Exercise brief
Copy each line of the records that contains the word "pandas".

[[ Data excerpts open ]]

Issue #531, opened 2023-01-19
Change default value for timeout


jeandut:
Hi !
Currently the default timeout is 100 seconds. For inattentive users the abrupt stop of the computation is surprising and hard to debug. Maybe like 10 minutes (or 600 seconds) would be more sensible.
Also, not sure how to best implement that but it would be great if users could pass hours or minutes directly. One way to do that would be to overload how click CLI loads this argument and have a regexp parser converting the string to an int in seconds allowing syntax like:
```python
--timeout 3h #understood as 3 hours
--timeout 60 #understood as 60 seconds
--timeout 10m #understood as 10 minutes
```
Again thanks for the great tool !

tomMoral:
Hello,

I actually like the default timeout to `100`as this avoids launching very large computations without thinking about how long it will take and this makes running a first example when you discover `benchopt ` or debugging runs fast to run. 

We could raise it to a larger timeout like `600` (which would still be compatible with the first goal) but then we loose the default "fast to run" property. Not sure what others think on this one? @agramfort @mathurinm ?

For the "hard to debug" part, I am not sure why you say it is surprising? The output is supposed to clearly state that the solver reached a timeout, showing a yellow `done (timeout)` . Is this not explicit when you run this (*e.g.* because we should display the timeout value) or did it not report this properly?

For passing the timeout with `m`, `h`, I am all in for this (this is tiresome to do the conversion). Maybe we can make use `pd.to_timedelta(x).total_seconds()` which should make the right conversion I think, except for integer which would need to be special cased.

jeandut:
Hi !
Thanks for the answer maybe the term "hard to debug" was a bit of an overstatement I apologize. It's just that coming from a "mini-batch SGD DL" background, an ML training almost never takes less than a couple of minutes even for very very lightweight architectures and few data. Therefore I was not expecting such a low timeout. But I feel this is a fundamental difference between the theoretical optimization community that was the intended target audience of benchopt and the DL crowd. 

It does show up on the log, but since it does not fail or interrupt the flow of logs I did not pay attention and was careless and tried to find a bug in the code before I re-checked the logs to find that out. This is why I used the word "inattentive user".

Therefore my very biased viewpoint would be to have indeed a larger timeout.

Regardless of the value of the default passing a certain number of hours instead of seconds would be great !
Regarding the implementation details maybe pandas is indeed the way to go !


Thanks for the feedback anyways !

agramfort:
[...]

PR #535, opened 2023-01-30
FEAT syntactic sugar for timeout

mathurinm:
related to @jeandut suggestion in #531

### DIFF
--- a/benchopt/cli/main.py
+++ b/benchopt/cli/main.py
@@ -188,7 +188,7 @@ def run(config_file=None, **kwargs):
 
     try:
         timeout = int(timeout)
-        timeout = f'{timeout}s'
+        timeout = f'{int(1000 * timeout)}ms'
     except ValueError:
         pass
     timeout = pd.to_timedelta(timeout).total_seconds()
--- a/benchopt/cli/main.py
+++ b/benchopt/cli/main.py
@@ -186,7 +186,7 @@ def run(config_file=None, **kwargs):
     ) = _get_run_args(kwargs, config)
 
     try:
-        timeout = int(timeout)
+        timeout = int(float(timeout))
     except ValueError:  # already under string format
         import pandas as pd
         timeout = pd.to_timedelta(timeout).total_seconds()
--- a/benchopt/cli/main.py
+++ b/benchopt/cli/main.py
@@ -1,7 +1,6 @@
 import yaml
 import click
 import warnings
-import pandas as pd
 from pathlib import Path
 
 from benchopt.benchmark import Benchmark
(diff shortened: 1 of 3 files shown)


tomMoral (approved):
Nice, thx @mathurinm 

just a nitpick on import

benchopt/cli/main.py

[[ Data excerpts closed ]]

Task response
Regarding the implementation details maybe pandas is indeed the way to go !
         import pandas as pd
-import pandas as pd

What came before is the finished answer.